Simon también exhibe una facilidad por dar con la llave que abre la enormidad de las pequeñas cosas: la leve sorpresa de los ojos medio cerrados de un muerto reciente, la poesía inefable de un derrochador, el ballet físico de lo que no tiene propósito en las esquinas, la inconsciente danza de la ira y el aburrimiento y la dicha. Documenta los gestos, el modo en que los ojos cortan y la boca se endurece. Reporta las inesperadas acciones civilizadas entre adversarios, el humor negro que se supone salva la sanidad o la humanidad o cualquiera sea la excusa para hacer chistes sobre los recién asesinados, la desalentadora estupidez que alimenta la mayoría de las acciones homicidas, las estrategias de supervivencia que adopta la gente que vive en las circunstancias más duras para sencillamente pasar otro día. Captura el modo en que las propias calles son un narcótico para los policías y para los soldados callejeros (y para algún escritor ocasional), todos jaqueados por el próximo predecible pero inesperado drama que pondrá a las dos partes en movimiento y enviará a los inocentes atrapados en el medio buscando refugio bajo la ventana de la habitación o empaquetados en la bañera supuestamente a prueba de balas –la familia que se amontona junta se queda junta–. Y de vez en cuando martillea con el hecho de que hay muy poco blanco y negro allá afuera, y un infernal montón de gris.

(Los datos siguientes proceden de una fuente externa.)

PR #5784, opened 2023-09-19
fix: possible exception in request_context

hansieodendaal:
Description
---
Fixed possible exception in `pub struct RequestContext` that could occur when splitting the request and reply channel in `pub fn split`

Motivation and Context
---
The code should not be allowed to panic in use in the wrong context.

How Has This Been Tested?
---
Unit tests

---
Code walk through

Breaking Changes
---

- [x] None
- [ ] Requires hard fork
- [ ] Other - Please specify


SWvheerden (dismissed):

sdbondi (dismissed):
utACK

PR #1502, opened 2025-09-26
1468 SOAP decode base64 string

martynasracct:
**Summary:**
* Rewrites existing `base64()` prepare function (`base64 -> bytes`) to use python code for decoding `base64` instead of dask dataframes. This makes function slightly slower (difference in milliseconds for ~1000 records), but shows errors for invalid base64 strings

Homicide es una historia de guerra, y el teatro de operaciones se extiende desde las devastadas casa del este y el oeste de Baltimore hasta los salones de la Legislatura estatal de Annapolis. Revela con no poca ironía que los juegos de supervivencia en las calles espejan juegos de supervivencia en la Legislatura, cómo todos los involucrados en la guerra contra las drogas viven y mueren por los números –kilos, onzas, gramos, pastillas, ganancias para un lado; crímenes, arrestos, porcentajes de casos resueltos y recortes de presupuesto para el otro–. El libro es un examen de realpolitik de una municipalidad en el medio de un disturbio en cámara lenta, pero a través de la firme celeridad de la presencia de Simon, Homicide nos ofrece los patrones escondidos dentro del caos. Baltimore, de hecho, es la Teoría del Caos encarnada.

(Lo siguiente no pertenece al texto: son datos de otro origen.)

PR #1504, opened 2025-09-26
1424 wsdl backend error during spinta check

gts446:
Moved `soap_operation` validation/assigment from link builder to separate Soap backend method which is called only when retrieving data.

### DIFF
--- a/spinta/datasets/backends/dataframe/backends/soap/components.py
+++ b/spinta/datasets/backends/dataframe/backends/soap/components.py
@@ -22,10 +22,7 @@ class Soap(DaskBackend):
 
     @property
     def soap_operation(self) -> OperationProxy:
-        if not self._soap_operation:
-            self._soap_operation = self._get_soap_operation()
-
-        return self._soap_operation
+        return self._soap_operation if self._soap_operation else self._get_soap_operation()
 
     def _get_soap_operation(self) -> OperationProxy:
         with self.wsdl_backend.begin():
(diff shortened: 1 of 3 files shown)


spinta/datasets/backends/dataframe/backends/soap/components.py
```diff
@@ -4,14 +4,44 @@
...
+    service: str
+    port: str
+    operation: str
+
+    @property
+    def soap_operation(self) -> OperationProxy:
+        if not self._soap_operation:
+            self._soap_operation = self._get_soap_operation()
+
+        return self._soap_operation
```
Struchid, line 28: Shorthand could be used:
```suggestion
        return self._soap_operation if self._soap_operation else self._get_soap_operation()
```

Struchid (approved):

tests/cli/test_check.py
```diff
@@ -441,3 +441,24 @@ def test_check_nested_ref_and_prepare(context: Context, rc, cli: SpintaCliRunner
...
         ],
     )
+
+
+def test_check_wsdl_unreachable(context: Context, rc, cli: SpintaCliRunner, tmp_path):
+    create_tabular_manifest(
+        context,
+        tmp_path / "manifest.csv",
+        striptable("""
+d | r | b | m | property        | type    | ref                              | prepare            | source
```
martynasracct, line 451: We should format this DSA better. ref column is also not used, so not needed

PR #1511, opened 2025-10-01
1338 soap with params fixes

gts446:
- Removed _base column when getting data with SOAP requests with parameters.
- Refactored soap_query_builder to not include params without values in request.
- Raising an exception when trying to send SOAP request with missing required parameters.

### DIFF
--- a/spinta/datasets/backends/dataframe/backends/soap/ufuncs/ufuncs.py
+++ b/spinta/datasets/backends/dataframe/backends/soap/ufuncs/ufuncs.py
@@ -107,6 +107,7 @@ def soap_request_body(env: SoapQueryBuilder, prop: Property, param: Param) -> No
 
     if final_value is NA:
         env.soap_request_body.pop(param_body_key, None)
+        final_value = None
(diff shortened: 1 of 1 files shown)


spinta/formats/html/commands.py
```diff
@@ -63,10 +63,8 @@
 
 
 def _get_model_reserved_props(action: Action, include_page: bool) -> List[str]:
-    if action == Action.GETALL:
+    if action in [Action.GETALL, Action.SEARCH]:
```
martynasracct, line 66: unit test is missing for this

martynasracct (approved):
LGTM! I didn't expect fix for required property will take only 2 lines!

Struchid (approved):

martynasracct (approved):
CHANGES.rst formatted incorrectly

spinta/formats/html/commands.py
gts446: decided test not needed, because this is for html only.

PR #1514, opened 2025-10-01
1506 cache control

JustinasKen:


spinta/config.py
```diff
@@ -259,6 +259,8 @@
     "max_file_size": 100,
     # Used to determine max amount of errors can be thrown while writing, before canceling writing stream
     "max_error_count_on_insert": 100,
+    # Response Cache-Control max-age value in seconds.
+    "cache_control_max_age": 60,
```
karina-klinkeviciute, line 263: as I understand, the default value can be set in a separate config file? Here it's quite low, for our current needs, I'd say?

karina-klinkeviciute (approved):

spinta/config.py
JustinasKen: Well this parameter controls amount of time needs to pass for nginx to recheck if value has changed, so idealy I would set it to 0 (but then nginx doesn't properly cache items).

Setting it high would mean, that we need to wait at least that amount of time for new changes to appear, so `insert`, `update`, `changelog` would not be up to date and there could be cases where sync problems would arise (especially with high `max_age` parameter). 

Lower `max_age` only means that the data gets "expired" faster prompting server to either return the new data or return `304` (meaning no changes happened and we can reuse the old cached data again).

karina-klinkeviciute: Thanks for the answer. So this is not when the data is resent, but when we check for changes, right?

JustinasKen: Well the lifecycle of this concept is something like this:

Request Data -> Nginx -> Response
or
Request Data -> Nginx -> Server -> Nginx -> Response

So at first step, nginx checks if it has cached data if yes then it checks if its expired, if no it returns it, if yes then it asks the remote server.

Remote server checks the headers, which contain instruction of latest cached data, it then validates it to check if it matches or not, if it does, server returns `304` response (`Not Modified`), which makes `nginx` reset the timer of cached data and return it.

If the given data does not match with what is latest, remote server will return `200` response with the new data, which gets recached inside nginx again.

The expiration parameter gets set with `proxy_cache_valid 200 301 302 1m;` parameter, but since we pass `max-age` inside `Cache-Control` header, it actually overwrites it.

karina-klinkeviciute: thanks for the explanation

PR #1520, opened 2025-10-02
copy resources without models during spinta copy

gts446:


martynasracct (approved):
We should also add ticket description, briefly explaining what has been done

PR #1585, opened 2025-10-31
1569: support multiple jwks, rotation. New GET jwks API (auth-server)

varzgalys:
### 1. New spinta (as auth server) GET API to retrieve JWKs (public keys to verify jwt tokens)

`GET https://get-test.data.gov.lt/.well-known/jwks.json` gives response like:

```
{
  "keys": [
    {
      "kid": "rotation-1",
      "kty": "RSA",
      "alg": "RS512",
      "use": "sig",
      "n": "oAXjeXtZxiEUI7EcG6uITGCuUHmMQxMdTuSkQMaijmX0R1xSN-sQOgrunTqzldGWYhn4CQXmE34TgoZs2l6pZKNEyzap5IstPAUTFfHamyLka-xBwVRpCJaM_ZY9dEhzn9NUB-mx1ud9_clhmlef0SRQ1E5N_oU9wA_Hgd6hdnRzzTDJzmueF_03fEEf27fd69qzPZerOO7E9ytHJm0RpTF-50MGDL9pJaomAry_m0cw66DRd8rwqE-MiSg1xo02YWYIbaNA13K7jO33lW3iqgLdmtiBvX7qoNhEXC5H_umLvd5hgETGVemFcdFgL0Xnj85uk3puiVMsYXqmzHNxdw",
      "e": "AQAB"
    },
    {
      "kid": "rotation-2",
      "kty": "RSA",
      "alg": "RS512",
      "use": "sig",
      "n": "1NYpTUTJlKS3t0OzhsPIzUS91IzV7hZEloQ_EsLXFReNDb4nm16Hnp1ohWsBnWHivxu0oCM2V3Vjw-8xnkopzgRZyDJujvaK9mwklapPAjY9OdmxRhDTpdD9wJf0DiAj-AxTo6RBiTuUM5k1A95BjI0ZXO9QQjEivNnoBNJ121-tmjDgx63pTsmkhwFQxkXjBN9TyKmeXOOPVadazpeLqUUEfCuYjZ1Mb9u8oBeBlGsGYrQLmqqWF3vZBcEJcxTc0w9qVQxbCqlyFhA5qKG_mm_K09WrtzzU3_u_EqMm9GD9ubcMKG6XCYInn6jA2tJmy_niY5DL0DUYipcLByYEGw",
      "e": "AQAB"
    },
    {
      "kty": "RSA",
      "n": "ngg7HGoRkBDkhLFZpFIF5qOSnWPt7FoThHpP5-HOeVZzrM2NlVhmn93Rl32o83jJ3GCP_l4_ExPJsRCOwJb0trMUH9hLwwkpe63ENJs3y8yH75GrGkIyVtS4sKYtJpNOWgyFQoVheRN28KV3TQxSySspooFYkNa0Z_jPlP5lA5PXS_uqYNleBNPi7zw4StOze6AqIq3F7MDQQe5lQUUnxI1ORrW2PgVPe0yKjQIxslxTBuW7spHzaU1RFlfzla8eP5k0nFEMtk8LVtHonpK7W_UDa4DgYIOzmQPJH5fwXDSUZspQaUpvkAd8SCKhcJ4sRwn9FFQu1_hHwRt-Lx5UyQ",
      "e": "AQAB"
    }
  ],
}
```

### 2. Spinta (as agent) now is able to work with multiple JWKs and pick dynamically correct for different keys (use kid header claim). JWK also can be retrieved dynamically (instead of env vars) from url - `token_validation_keys_download_url` new config value for that.
Scenario when multiple jwks exists - some auth server, for instance - gravitee, periodically rotate their public keys, which are used to encrypt JWT access tokens (signature). But after the rotation - old access tokens are still used (as their expiration is still valid) and need to be verified, but conditionally - new access token with new public key, old with the old one. All this mapping is passed on a `kid` (stand for key id) claim field both inside of a public key and access token. Sometimes (for instance our current setup) `kid` field does not exists.

Vadovas PR - https://github.com/atviriduomenys/vadovas/pull/53

### DIFF
--- a/spinta/auth.py
+++ b/spinta/auth.py
@@ -13,14 +13,15 @@ import uuid
 from collections import defaultdict
 from functools import cached_property
 from threading import Lock
-from typing import Set, Any
+from typing import Set, Any, TypedDict, Literal
 from typing import Type
 from typing import Union, List, Tuple
 
+import requests
 import ruamel.yaml
-from authlib.jose import JsonWebKey
+from authlib.jose import JsonWebKey, RSAKey, JWTClaims
 from authlib.jose import jwt
-from authlib.jose.errors import JoseError
+from authlib.jose.errors import JoseError, DecodeError, InvalidTokenError, BadSignatureError
 from authlib.oauth2 import OAuth2Error
 from authlib.oauth2 import OAuth2Request
 from authlib.oauth2 import rfc6749
@@ -34,6 +35,7 @@ from cachetools.keys import hashkey
 from cryptography.hazmat.backends import default_backend
 from cryptography.hazmat.primitives.asymmetric import rsa
 from multipledispatch import dispatch
+from requests import RequestException
 from starlette.datastructures import FormData, QueryParams, Headers
 from starlette.exceptions import HTTPException
 from starlette.responses import JSONResponse
@@ -77,6 +79,20 @@ DEPRECATED_SCOPE_PREFIX = "spinta_"
 
 # Scope types taken from authlib.oauth2.rfc6749.util.scope_to_list
 SCOPE_TYPE = Union[tuple, list, set, str, None]
+Kid = str  # key id
+
+
+class JWK(TypedDict):
+    kid: str
+    kty: str
+    alg: str
+    use: str
+    n: str
+    e: str
+
+
+class JWKS(TypedDict):
+    keys: List[JWK]
 
 
 class KeyType(enum.Enum):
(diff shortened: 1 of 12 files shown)


martynasracct (approved):

spinta/auth.py
```diff
@@ -166,10 +181,57 @@ def __init__(
...
+                for key in token_validation_key["keys"]:
+                    if kid := key.get("kid"):
+                        local_public_keys[kid] = JsonWebKey.import_key(key)
+            elif kid := token_validation_key.get("kid"):
+                local_public_keys = {kid: JsonWebKey.import_key(token_validation_key)}
+        return self.download_public_keys(context) | local_public_keys
+
+    @staticmethod
+    @cached(downloaded_public_keys_cache)
+    def download_public_keys(context) -> dict[Kid, RSAKey]:
```
Struchid: Typehints are missing

spinta/auth.py
```diff
@@ -166,10 +181,57 @@ def __init__(
...
+    def load_all_public_keys(self, context) -> dict[Kid, RSAKey]:
+        config = context.get("config")
+        token_validation_key = config.token_validation_key
+
+        local_public_keys: dict[Kid, RSAKey] = {}
+
+        if isinstance(token_validation_key, dict):
+            if "keys" in token_validation_key:
+                for key in token_validation_key["keys"]:
+                    if kid := key.get("kid"):
```
Struchid: Could we use full names instead of `kid`?

spinta/auth.py
```diff
@@ -166,10 +181,57 @@ def __init__(
...
+        keys: list[JWK] = jwks["keys"]
+
+        kid_key_map: dict[Kid, RSAKey] = {}
+        for jwk in keys:
+            if kid := jwk.get("kid"):
+                kid_key_map[kid] = JsonWebKey.import_key(jwk)
+        return kid_key_map
+
+    def get_key(self, kid: Kid | None = None) -> RSAKey:
+        if kid:
```
Struchid: Conditional could be inverted to avoid the whole method indentation

Struchid (approved):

Con el éxito de la adaptación televisiva de este libro, Simon ha sido capaz de entrar al drama –la brillante miniserie de seis partes basada en su siguiente libro, The Corner (co-escrito con Ed. Burns), y una novela rusa que es una serie de HBO, The Wire–. Incluso con la libertad creativa de la ficción, su trabajo permanece como una exaltación de la sutileza, una continua exploración de cómo el más pequeño acto externo puede crear la mayor revolución interna –en la vida de una sola persona marginada o en el biorritmo de una gran ciudad norteamericana.
Todo esto para decir que si Edith Wharton volviera de los muertos, desarrollara una inclinación por operadores políticos municipales, policías, adictos al crack y el reportaje, y no le importara la ropa que tuviera que ponerse en la oficina, probablemente se parecería un poco a David Simon.